▶ AIM OF THE EXERCISE
Wherever a line holds the word "around", copy that line from the data.

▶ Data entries

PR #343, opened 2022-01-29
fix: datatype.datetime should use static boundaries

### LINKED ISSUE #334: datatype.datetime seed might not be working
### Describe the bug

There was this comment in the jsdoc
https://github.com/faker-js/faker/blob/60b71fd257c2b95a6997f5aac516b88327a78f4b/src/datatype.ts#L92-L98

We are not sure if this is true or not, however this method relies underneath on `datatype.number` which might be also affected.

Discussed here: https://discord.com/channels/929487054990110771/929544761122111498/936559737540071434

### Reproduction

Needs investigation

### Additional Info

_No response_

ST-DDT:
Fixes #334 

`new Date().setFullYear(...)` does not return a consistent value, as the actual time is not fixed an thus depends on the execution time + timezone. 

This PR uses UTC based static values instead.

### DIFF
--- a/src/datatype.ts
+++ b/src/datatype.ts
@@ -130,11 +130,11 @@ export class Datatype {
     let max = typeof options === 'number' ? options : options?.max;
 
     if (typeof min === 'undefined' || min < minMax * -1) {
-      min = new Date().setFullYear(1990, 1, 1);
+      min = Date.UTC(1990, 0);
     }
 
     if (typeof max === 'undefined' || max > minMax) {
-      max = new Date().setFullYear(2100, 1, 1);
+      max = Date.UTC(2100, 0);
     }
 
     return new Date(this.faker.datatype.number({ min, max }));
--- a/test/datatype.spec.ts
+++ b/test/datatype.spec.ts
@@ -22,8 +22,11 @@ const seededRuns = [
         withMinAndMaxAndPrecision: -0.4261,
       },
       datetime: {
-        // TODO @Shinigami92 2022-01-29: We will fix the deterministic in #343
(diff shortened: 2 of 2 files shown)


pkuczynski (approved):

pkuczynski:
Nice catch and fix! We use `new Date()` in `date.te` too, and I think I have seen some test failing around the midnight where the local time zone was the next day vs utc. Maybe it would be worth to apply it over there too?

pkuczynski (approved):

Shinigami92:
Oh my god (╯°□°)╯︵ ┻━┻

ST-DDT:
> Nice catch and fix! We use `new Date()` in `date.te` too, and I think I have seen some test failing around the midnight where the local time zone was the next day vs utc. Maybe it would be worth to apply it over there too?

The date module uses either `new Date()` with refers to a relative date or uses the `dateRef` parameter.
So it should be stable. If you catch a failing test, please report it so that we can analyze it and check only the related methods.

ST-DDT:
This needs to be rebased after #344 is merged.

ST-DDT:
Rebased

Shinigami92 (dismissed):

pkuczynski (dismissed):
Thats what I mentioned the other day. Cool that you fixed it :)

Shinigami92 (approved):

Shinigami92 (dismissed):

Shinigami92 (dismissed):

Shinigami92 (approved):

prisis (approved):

▶ ANSWER AREA
Nice catch and fix! We use `new Date()` in `date.te` too, and I think I have seen some test failing around the midnight where the local time zone was the next day vs utc. Maybe it would be worth to apply it over there too?
> Nice catch and fix! We use `new Date()` in `date.te` too, and I think I have seen some test failing around the midnight where the local time zone was the next day vs utc. Maybe it would be worth to apply it over there too?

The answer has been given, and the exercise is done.